Abby Thompson asked the following question:

**Question:** **Suppose that G is the graph of a simple d-polytope with n vertices. Suppose also that n is even (this is automatic if d is odd). Can we always properly color the edges of G with d colors?**

### Vising theorem reminded

Vising’s theorem asserts that a graph with maximum degree* D *can be edge-colored by *D+1* colors. This is one of the most fundamental theorems in graph theory. (One of my ambitions for the blog is to interactively teach the proof based on a guided way toward a proof, based on Diestel’s book, that I tried in a graph theory course some years ago.) *Class-one* graphs are those graphs with edge chromatic number equal to the maximum degree. Those graphs that required one more color are called *class-two graphs*.

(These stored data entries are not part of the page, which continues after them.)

PR #95, opened 2023-06-27
[logging] avoid declaration of 'expect' macro

luca-s:
Calling a macro with such a common word (expect) easily results in code breakage. The macro is not even useful (it might have been useful in the past).

I would suggest to completely remove the macro.

### DIFF
--- a/libs/seiscomp/logging/common.h
+++ b/libs/seiscomp/logging/common.h
@@ -40,10 +40,8 @@
 */
 #ifdef __GNUC__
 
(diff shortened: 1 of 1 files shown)


luca-s:
In my use case the macro breaks the compilation of code that uses boost json. 

image

gempa-jabe:
OK, this can be removed. We have already rapidjson included in the common package as 3rd-party lib. Maybe it could be an alternative to another json parser. But that is completely independent of this PR.

luca-s:
thanks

### Moving to triangulations

Thompson asked also a more general question:

**Question:** **Let G be a dual graph of a triangulation of the (d-1)-dimensional sphere. Suppose that G has an even number of vertices. Is G d-edge colorable?**

### Grunbaum’s question and counterexample

Branko Grunbaum proposed a beautiful generalization for the 4CT: He conjectured that the dual graph of a triangulation of every two-dimensional manifold is 3-edge colorable. This conjecture was refuted in 2009 by Martin Kochol.

### Triangulations in higher dimensions

A **third question**, even more general, posed by Thompson is: **Let G be a dual graph of a triangulation of a (d-1)-dimensional manifold, d ≥ 4. Suppose that G has an even number of vertices. Is G d-edge colorable?**

## Hamiltonian cycles

Coloring graph is notoriously difficult but finding a Hamiltonian cycle is even more difficult.

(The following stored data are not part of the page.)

PR #97, opened 2023-07-13
[quakeml] fix invalid ResourceUri

andres-h:
When using obspy.client to retrieve data there is a user warning for each arrival. The arrivals in quakeml-format do not have a valid publicID.

UserWarning: 'smi:org.gfz-potsdam.de/geofon/smi:local/LED/pick/6b98ba97-c5b1-4488-ae7c-29752b40e0fb_smi_local/LED/c4c35d6d-cd06-4596-bcd8-0956f155c935' is not a valid QuakeML URI. It will be in the final file but note that the file will not be a valid QuakeML file.


andres-h:
Yes, sorry, I admit that I did not test, because the change seemed trivial and the problem was reported by another user.

PR #98, opened 2023-07-28
[io] Fix concurrent recordstream termination when data still available

luca-s:
I found out that [Concurrent::next()](https://github.com/SeisComP/common/blob/4422e4418da5266cacb3e471fd6391bae313d898/libs/seiscomp/io/recordstream/concurrent.cpp#L271) can return `nullptr` even if there is still data in the [Concurrent::_queue](https://github.com/SeisComP/common/blob/4422e4418da5266cacb3e471fd6391bae313d898/libs/seiscomp/io/recordstream/concurrent.h#L113) and thus the requested data time window is not fully returned.

When a recordstream thread terminates, [it closes the queue](https://github.com/SeisComP/common/blob/4422e4418da5266cacb3e471fd6391bae313d898/libs/seiscomp/io/recordstream/concurrent.cpp#L261) and that forces the next call to [_queue.pop()](https://github.com/SeisComP/common/blob/4422e4418da5266cacb3e471fd6391bae313d898/libs/seiscomp/io/recordstream/concurrent.cpp#L300) to terminate via [QueueClosedException.](https://github.com/SeisComP/common/blob/4422e4418da5266cacb3e471fd6391bae313d898/libs/seiscomp/io/recordstream/concurrent.cpp#L303) . That happens even when there is still data in the queue.

So I changed the behaviour of [ThreadedQueue](https://github.com/SeisComP/common/blob/4422e4418da5266cacb3e471fd6391bae313d898/libs/seiscomp/client/queue.h) so that it returns the remaining items via `Concurrent::pop()` before raising a `QueueClosedException`. That is, no more items are accepted in a closed queue via `Concurrent::push`, but it is still possible to call `Concurrent::.pop()` until the queue is empty.

 I don't know if some code relies on the current behaviour of `ThreadedQueue::pop`. If that is the case, then I need to find an alternative fix for concurrent recordstream

### DIFF
--- a/libs/seiscomp/io/recordstream/concurrent.cpp
+++ b/libs/seiscomp/io/recordstream/concurrent.cpp
@@ -257,8 +257,8 @@ void Concurrent::acquiThread(RecordStream *rs) {
 
 	_mtx.lock();
 	if ( --_nthreads == 0) {
-		SEISCOMP_DEBUG("Closing record queue");
-		_queue.close();
+		SEISCOMP_DEBUG("Last acquisition thread terminated");
+		_queue.push(nullptr);
 	}
 	_mtx.unlock();
 }
@@ -297,9 +297,22 @@ Record *Concurrent::next() {
 	}
 
 	try {
-		return _queue.pop();
+		Record * rec =  _queue.pop();
+		if ( rec) {
+			return rec;
+		}
+
+		if ( _queue.size() > 0 ) {
+			SEISCOMP_ERROR("Finished acquisition, but data queue not empty "
+			               "(%zu items still)", _queue.size());
+		}
+
+		SEISCOMP_DEBUG("Closing record queue");
+		_queue.close();
 	}
 	catch ( Client::QueueClosedException & ) {
+		// Since the queue was closed,it doesn't matter if there are still items
+		// in the queue, we drop them
 		SEISCOMP_DEBUG("Queue closed, break streaming");
 	}
 


gempa-jabe:
Hi Luca, thank you for bringing this issue on the table. I must admit that I do not like the fix. If a queue is closed then it means closed, regardless of how many items are still queued.

To synchronize the flow in the concurrent rs, we could just send a nullptr to signal the end of acquisition of all threads. This could in turn also cause a call to `ThreadedQueue::close` (if necessary) in `Concurrent::next()`. What do you think?

luca-s:
I suspected you didn't like the change on the `ThreadedQueue` api behaviour, because it changes the semantics and I am not a big fan either on this type of changes.

However, I wondered when would the current behaviour be useful? Depleting the queue before closing it on the pop side has advantages but I do not see disadvantages, that's why I proposed the change anyway.

> To synchronize the flow in the concurrent rs, we could just send a nullptr to signal the end of acquisition of all threads.  This could in turn also cause a call to ThreadedQueue::close (if necessary) in Concurrent::next(). What do you think?

I feel we are doing a step back here, I do not like it much because we are adding meaning to the return value of pop instead of relying on the `ThreadedQueue`.

Other ways of fixing the issue could be to extend the `ThreadedQueue` API:
- option 1: support a new method of closing only the push side (it is quite common for a threaded queue to close only the write side first and let the read side continues until the end of the data)
- option 2: add a method that allows to fetch the remaining items after the queue has been closed (and raises an exception if the queue is not closed)

If you prefer to use your approach (the nullpt) it's ok with me though.

gempa-jabe:
> Depleting the queue before closing it on the pop side has advantages but I do not see disadvantages

This class is being used in other codes which might have much more items than just 10, maybe several thousands. If you close something then you do not want to work anymore with it, e.g. you do not want to process another 1000 queued items. It actually delays e.g. closing a window which is using this queue.

> option 2: add a method that allows to fetch the remaining items after the queue has been closed (and raises an exception if the queue is not closed)

This would be the option I *would* prefer but it adds more checks and conditional statements to the `next` method. Without wanting to push my idea further, I just want to add that the return value of `next` has exactly the same meaning. `nullptr` means the end of data. No additional control flow required.

luca-s:
Ok you convinced me, both solutions have advantages. If you don't mind I let you decide which one you prefer and I will implement and test it since I have a reproducible bug ready on my computer. 

**Option 1**:  return `nullptr` instead of [closing the queue](https://github.com/SeisComP/common/blob/4422e4418da5266cacb3e471fd6391bae313d898/libs/seiscomp/io/recordstream/concurrent.cpp#L261).

Then `Concurrent::next()` becomes:
```
	try {
		Record * rec =  _queue.pop();
                if ( !rec) {
                  _queue.close();
                }
                return rec;
	}
	catch ( Client::QueueClosedException & ) {
		SEISCOMP_ERROR("Internal logic error: queue closed, but this should never happen");
	}
        return nullptr;
```

**Option 2**: we add the method `ThreadedQueue::deplete()`

Then `Concurrent::next()` becomes:
```
	try {
		return _queue.pop();
	}
	catch ( Client::QueueClosedException & ) {
	       SEISCOMP_DEBUG("All threads terminated, depleting queue");
	}
	return _queue.deplete();
```

luca-s:
I like your implementation. So I will try this and If we discover any issue that we haven't thought about yet, we can fall back to the option 1.

luca-s:
It turned out I prefer your initial idea (option 1). This is because we can distinguish the case where the queue was intentionally closed (e.g. form a GUI) - in that case we can drop any remaining item in it - and the case where the acquisition threads all terminated - in this case we want to return until the last item -. 

I tested the code and it works fine. Please let know know if there are any additional changes you would like to add.

libs/seiscomp/io/recordstream/concurrent.cpp
```diff
@@ -297,9 +297,22 @@ Record *Concurrent::next() {
 	}
 
 	try {
-		return _queue.pop();
+		Record * rec =  _queue.pop();
+		if ( rec) {
+			return rec;
+		}
+
+		if ( _queue.size() > 0 ) {
```
gempa-jabe, line 305: That must never happen. We push `nullptr` after the last thread terminated. No way that there are more items in the queue.

gempa-jabe: Anyway, we can keep it for safety and monitor the logs.

gempa-jabe:
If you are fine with the implementation, I will merge it.

luca-s:
yes please, go ahead and merge it.

libs/seiscomp/io/recordstream/concurrent.cpp
luca-s: I added that check to avoid regressions in the future. However I was tempted to drop it too.

PR #100, opened 2023-08-11
[locator] fix possible infinite loop in locator uncertainty computation

luca-s:
This bug affects `LOCSAT` and `StdLoc`.

I noticed this infinite loop because `StdLoc` enables the confidence ellipsoid by default (LOCSAT has it disabled). Since I am working on  playbacks with tens of thousands of events the bug became apparent.

I don't know why they implemented the original code in that way, but they must have had a good reason. So I am not super happy to change the implementation, but the possible infinite loop is way too problematic. I'll let you decide what to do.

Here is a naive test for the changed code, in case you want to play around with it:

```
#include <iostream>
#include <cmath>

using namespace std;

/*
 * Code copied from common/libs/seiscomp/seismology/locator/eigv.cpp
 */
double r8_max ( double x, double y )
{
  double value;

  if ( y < x )
  {
    value = x;
  }
  else
  {
    value = y;
  }
  return value;
}

double r8_min ( double x, double y )
{
  double value;

  if ( y < x )
  {
    value = y;
  }
  else
  {
    value = x;
  }
  return value;
}

double r8_abs ( double x )
{
  double value;

  if ( 0.0 <= x )
  {
    value = + x;
  }
  else
  {
    value = - x;
  }
  return value;
}

double pythag ( double a, double b )
{
  double p;
  double r;
  double s;
  double t;
  double u;

  p = r8_max ( r8_abs ( a ), r8_abs ( b ) );

  if ( p != 0.0 )
  {
    r = r8_min ( r8_abs ( a ), r8_abs ( b ) ) / p;
    r = r * r;

    while ( 1 )
    {
      t = 4.0 + r;

      if ( t == 4.0 )
      {
        break;
      }

      s = r / t;
      u = 1.0 + 2.0 * s;
      p = u * p;
      r = ( s / u ) * ( s / u ) * r;
    }
  }
  return p;
}

/*
 * Simple test to compare the 2 implementations
 */
void compare(double percentDiff, double rangeA, double rangeB, double stepA, double stepB)
{
  for (double a = -rangeA; a <= rangeB; a +=stepA)
    for (double b = -rangeB; b <= rangeB; b +=stepB)
    {
      double ref = pythag(a,b);
      double alt = sqrt(a*a+b*b);
      double diff = ref-alt;
      if ( fabs(diff/ref) > percentDiff )
      {
        cout << diff << " " << ref << " " << alt << endl;
      }
    }
}

int main()
{
  const double percentDiff = 0.000000000000001;

  compare(percentDiff, 1e20, 1e20, 1e17, 1e17);
  compare(percentDiff, 1e10, 1e10, 1e7, 1e7);
  compare(percentDiff, 1e3, 1e3, 1, 1);

  compare(percentDiff, 1, 1, 1e-3, 1e-3);
  compare(percentDiff, 1e-7, 1e-7, 1e-10, 1e-10);
  compare(percentDiff, 1e-17, 1e-17, 1e-20, 1e-20);

  compare(percentDiff, 1e20, 1e-17, 1e17, 1e-20);
  compare(percentDiff, 1e10, 1e-7, 1e7, 1e-10);
  compare(percentDiff, 1e3, 1, 1, 1e-3);
  return 0;
}


```

### DIFF
--- a/libs/seiscomp/seismology/locator/eigv.cpp
+++ b/libs/seiscomp/seismology/locator/eigv.cpp
@@ -18,6 +18,7 @@
  ***************************************************************************/
 #include <iostream>
 #include <math.h>
+#include <limits>
 using namespace std;
 #include "eigv.h"
 
@@ -328,6 +329,10 @@ double pythag ( double a, double b )
   double s;
   double t;
   double u;
+
+  if ( !std::isfinite(a) || !std::isfinite(b) ) {
+     return std::numeric_limits<double>::quiet_NaN();
+  }
 
   p = r8_max ( r8_abs ( a ), r8_abs ( b ) );
 


gempa-jabe:
Why a special version of pythag is implemented, is outlined in the comment. Why it is implemented as it is, is not and I don't know the background of the implementation. An infinite loop is not acceptable and we need to fix it. Your approach is reasonable until we know better. I would even throw an exception if an overflow occurs, e.g. after checking of nan of the result, but that has to be checked with a test. In that case the eigenvalues cannot be computed. I would furthermore only export required functions and remove all the internal `r8_*` methods from the export. Actually only `rs` is required and that can go into the math library.

Actually we have a tensor class (`Tensor2S`: 3d symmetric matrix) which can compute the eigenvalues and which is used by the MT codes. This should work as a replacement as we currently only compute eigenvalues from 2 and 3 matrices.

luca-s:
> 2. Fix the bug in pythag

This seems to be the nicest option. Let me see if I can reproduce the infinite loop and give you more details.

luca-s:
image

Well, it looks like the function was called with `-nan ` as initial value. So we could simply return `nan` if one of the parameters is not defined and that would solve the issue (not all maybe).

gempa-jabe:
This makes sense so let's merge it.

**Tait’s conjecture and Barnette’s conjectures**

Peter Tait conjectured in 1884 that **every 3-connected cubic planar graph is Hamiltonian**. His conjecture was **disproved** by William Tutte in 1946. A cubic Hamiltonian graph must be of class I and therefore Tait’s conjecture implies the 4CT. David Barnette proposed two ways to save Tait’s conjecture: one for adding the condition that all faces have an even number of edges or, equivalently that the graph is bipartite, and another, by moving up in the dimension.

**Barnette’s conjecture I:** **Planar 3-connected cubic bipartite graphs are Hamiltonian.**

**Barnette’s conjecture II: Graphs of simple d-polytopes d ≥ 4 are Hamiltonian.**

Barnette’s hamiltonicity conjecture in high dimension does not imply a positive answer to Thompson’s quaestion. We can still ask for the following common strengthening: does the graph of a simple *d*-polytope, *d ≥ 4,* with an even number of vertices contain

*[d/2]*edge-disjoint Hamiltonian cycles?

There are few more things to mention: Peter Tait made also three beautiful conjectures about knots. They were all proved, but it took a century more or less. When we move to high dimensions there are other notions of coloring and other generalizations of “Hamiltonian cycles.” You can ** Test Your Imagination **and try to think about such notions!

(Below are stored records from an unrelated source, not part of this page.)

PR #104, opened 2023-09-11
[MLc] fix computation for distanceMode = 'hypocentral'

luca-s:
The current implementation considers the origin depth as the vertical distance to the receiver, which is an assumption that breaks at local scale. The fix computes the vertical distance as the difference between sensor elevation and origin depth.

### DIFF
--- a/libs/seiscomp/processing/magnitudes/MLc.cpp
+++ b/libs/seiscomp/processing/magnitudes/MLc.cpp
@@ -24,7 +24,7 @@
 #include <seiscomp/processing/magnitudes/MLc.h>
 #include <seiscomp/config/config.h>
 #include <seiscomp/logging/log.h>
-
+#include <seiscomp/client/inventory.h>
 
 using namespace std;
 
@@ -217,7 +217,7 @@ bool MagnitudeProcessor_MLc::initLocale(Locale *locale,
 MagnitudeProcessor::Status MagnitudeProcessor_MLc::computeMagnitude(
 	double amplitude, const std::string &unit,
 	double, double, double delta, double depth,
-	const DataModel::Origin *, const DataModel::SensorLocation *,
+	const DataModel::Origin *, const DataModel::SensorLocation *receiver,
 	const DataModel::Amplitude *,
 	const Locale *locale,
 	double &value) {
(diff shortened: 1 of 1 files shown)


libs/seiscomp/processing/magnitudes/MLc.cpp
```diff
@@ -264,12 +264,20 @@ MagnitudeProcessor::Status MagnitudeProcessor_MLc::computeMagnitude(
...
 
 	SEISCOMP_DEBUG("  + distance mode: %s", distanceMode.c_str());
+
+	double hDistanceKm = Math::Geo::deg2km(delta);
+	double vDistanceKm = 0;
+	if ( !receiver && distanceMode == "hypocentral" ) {
+		return MetaDataRequired;
+	}
+	if ( receiver ) {
+		vDistanceKm = abs(receiver->elevation() / 1000. + depth);
```
gempa-dirk, line 274: maybe abs() is not required here and it even would hide the information if the event is below or  above the sensor  which is also reported in debug output.

gempa-dirk:
The changes are reasonable.

libs/seiscomp/processing/magnitudes/MLc.cpp
luca-s: Good point.

libs/seiscomp/processing/magnitudes/MLc.cpp
```diff
@@ -264,12 +264,20 @@ MagnitudeProcessor::Status MagnitudeProcessor_MLc::computeMagnitude(
...
+		vDistanceKm = receiver->elevation() / 1000. + depth;
+	}
 	double distanceKm;
 	if ( distanceMode == "hypocentral" ) {
-		distanceKm = sqrt(pow(Math::Geo::deg2km(delta),2) + pow(depth,2));
-	}
-	else {
-		distanceKm = Math::Geo::deg2km(delta);
+		distanceKm = sqrt(pow(hDistanceKm, 2) + pow(vDistanceKm,2));
+	} else {
```
gempa-jabe, line 279: FYI: we want a newline before `else`. I am going to fix that after merging.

**Update** (Dec 7): Following rupeixu’s comment I asked a question over mathoverflow: generalizations-of-the-four-color-theorem.

You left off a condition in your equivalent statement of 4CT: should have been that every cubic *bridgeless* planar graph is 3-edge-colorable.

BTW, David, I was surprised never seeing before (or thinking before) this natural extension of the 4CT. Did you see it before?

It doesn’t look familiar to me, no.

A d-edge-coloring of a d-regular graph is a partition into perfect matchings, and well before the 4CT proof, cubic bridgeless (not necessarily planar) graphs were known to have perfect matchings (Petersen’s theorem). The corresponding result for higher dimensional polytopes follows from Balinski’s theorem together with theorem 4 of Naddef & Pulleyblank “Matchings in Regular Graphs” Discrete Math. 1981. So at least one obvious precondition for coloring is true.

Naddef & Pulleyblank, in the discussion following this theorem, bring up the 3-edge coloring formulation of the 4CT and talk about “polyhedral analogues” of it, but don’t make the step from there to higher dimensions.

Dear David, thanks! corrected –Gil

You also have to add the 3-connectivity assumption to Barnette conjecture I. I think it is Np-hard to test if a planar cubic bipartite graph is hamiltonian.

Dear Professor Kalai, thank you very much for the good collection of 4 CT related problems, I wonder if there is a collection of the progress of them.

Dear Bojan, David and rupeixu, indeed we should add “3-connected” both to Barnette conjecture and to Tait’s conjecture. I corrected it, thanks. Thanks for the further comments, David. I think that a collection of 4CT related problems and what is their status will make a good MathOverflow question. I am not aware of such a collection.

Another conjecture of Barnette (fixing Tait’s conjecture) states that cubic planar graphs with faces of size at most 6 are hamiltonian. This includes as a special case the “fullerene graphs” (cubic planar with faces of size 5 or 6). Some recent progress on this problem has been claimed:

http://arxiv.org/abs/1409.2440

An intriguing though not difficult connection between some of these ideas (due to Whitney) is that if a plane 3-valent 3-connected graph has a Hamiltonian circuit (HC) then it can be face colored with four or fewer colors. The idea for getting a 4-ccloring being to two-color the faces inside the HC and with two different colors to two-color the faces outside the HC.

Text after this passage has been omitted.